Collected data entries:

====

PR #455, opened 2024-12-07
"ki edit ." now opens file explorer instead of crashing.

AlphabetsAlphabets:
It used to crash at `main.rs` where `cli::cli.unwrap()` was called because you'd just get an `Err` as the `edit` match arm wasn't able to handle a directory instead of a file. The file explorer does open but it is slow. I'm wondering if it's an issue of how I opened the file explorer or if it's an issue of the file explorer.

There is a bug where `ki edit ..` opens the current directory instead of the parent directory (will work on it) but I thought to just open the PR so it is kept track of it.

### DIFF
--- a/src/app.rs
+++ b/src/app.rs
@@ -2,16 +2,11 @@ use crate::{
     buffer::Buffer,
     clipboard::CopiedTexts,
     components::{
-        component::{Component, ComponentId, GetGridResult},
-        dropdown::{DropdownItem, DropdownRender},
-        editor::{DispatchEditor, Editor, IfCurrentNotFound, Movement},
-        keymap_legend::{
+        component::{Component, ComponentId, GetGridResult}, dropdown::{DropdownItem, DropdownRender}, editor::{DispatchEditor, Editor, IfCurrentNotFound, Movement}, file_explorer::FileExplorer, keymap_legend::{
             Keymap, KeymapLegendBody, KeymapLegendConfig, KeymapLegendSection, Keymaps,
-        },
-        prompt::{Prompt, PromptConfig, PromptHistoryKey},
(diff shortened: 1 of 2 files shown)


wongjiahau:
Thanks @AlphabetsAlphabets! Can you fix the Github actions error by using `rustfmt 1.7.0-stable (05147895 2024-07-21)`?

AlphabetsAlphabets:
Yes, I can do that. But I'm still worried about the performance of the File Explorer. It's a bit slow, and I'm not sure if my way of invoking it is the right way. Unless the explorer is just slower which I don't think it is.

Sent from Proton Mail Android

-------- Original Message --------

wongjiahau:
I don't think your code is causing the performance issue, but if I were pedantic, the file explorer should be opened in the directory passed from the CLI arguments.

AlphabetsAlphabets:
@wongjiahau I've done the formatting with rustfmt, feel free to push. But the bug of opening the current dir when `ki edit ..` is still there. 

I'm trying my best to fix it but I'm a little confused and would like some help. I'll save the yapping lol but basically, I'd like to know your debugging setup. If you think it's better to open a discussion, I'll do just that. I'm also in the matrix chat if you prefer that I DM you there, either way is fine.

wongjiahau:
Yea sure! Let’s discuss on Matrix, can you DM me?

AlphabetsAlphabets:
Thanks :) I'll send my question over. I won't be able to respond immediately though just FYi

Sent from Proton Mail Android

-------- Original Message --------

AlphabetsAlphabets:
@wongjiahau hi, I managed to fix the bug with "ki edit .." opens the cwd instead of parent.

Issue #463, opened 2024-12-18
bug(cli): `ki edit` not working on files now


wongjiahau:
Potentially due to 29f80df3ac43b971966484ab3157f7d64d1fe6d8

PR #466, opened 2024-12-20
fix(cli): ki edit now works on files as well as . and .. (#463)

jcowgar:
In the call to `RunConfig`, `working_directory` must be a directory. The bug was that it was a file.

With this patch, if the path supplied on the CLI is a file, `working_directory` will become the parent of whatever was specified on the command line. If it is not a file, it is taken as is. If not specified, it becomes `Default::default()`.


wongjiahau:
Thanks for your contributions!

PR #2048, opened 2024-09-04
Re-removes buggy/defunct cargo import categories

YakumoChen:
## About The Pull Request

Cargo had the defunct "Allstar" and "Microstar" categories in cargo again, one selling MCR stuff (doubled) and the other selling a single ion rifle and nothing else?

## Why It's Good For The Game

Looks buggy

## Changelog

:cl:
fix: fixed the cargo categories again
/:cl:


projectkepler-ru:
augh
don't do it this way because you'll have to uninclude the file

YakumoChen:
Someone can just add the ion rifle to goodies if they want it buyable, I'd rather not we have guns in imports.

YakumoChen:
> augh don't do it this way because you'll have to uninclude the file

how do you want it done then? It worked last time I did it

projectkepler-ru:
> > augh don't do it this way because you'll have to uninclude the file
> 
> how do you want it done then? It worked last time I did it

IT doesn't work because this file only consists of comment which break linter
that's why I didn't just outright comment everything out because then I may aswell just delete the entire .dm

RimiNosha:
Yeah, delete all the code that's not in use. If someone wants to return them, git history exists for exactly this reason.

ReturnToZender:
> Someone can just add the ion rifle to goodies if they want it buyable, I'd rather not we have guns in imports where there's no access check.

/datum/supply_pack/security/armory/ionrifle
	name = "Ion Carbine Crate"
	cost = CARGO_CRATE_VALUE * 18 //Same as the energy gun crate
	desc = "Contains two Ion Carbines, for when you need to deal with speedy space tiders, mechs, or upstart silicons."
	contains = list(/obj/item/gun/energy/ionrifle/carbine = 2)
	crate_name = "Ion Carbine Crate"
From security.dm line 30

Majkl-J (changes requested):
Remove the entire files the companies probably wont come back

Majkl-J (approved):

====

# Work item
Pull every line containing "your" from the data.

# Problem solution
I don't think your code is causing the performance issue, but if I were pedantic, the file explorer should be opened in the directory passed from the CLI arguments.
I'm trying my best to fix it but I'm a little confused and would like some help. I'll save the yapping lol but basically, I'd like to know your debugging setup. If you think it's better to open a discussion, I'll do just that. I'm also in the matrix chat if you prefer that I DM you there, either way is fine.
Thanks for your contributions!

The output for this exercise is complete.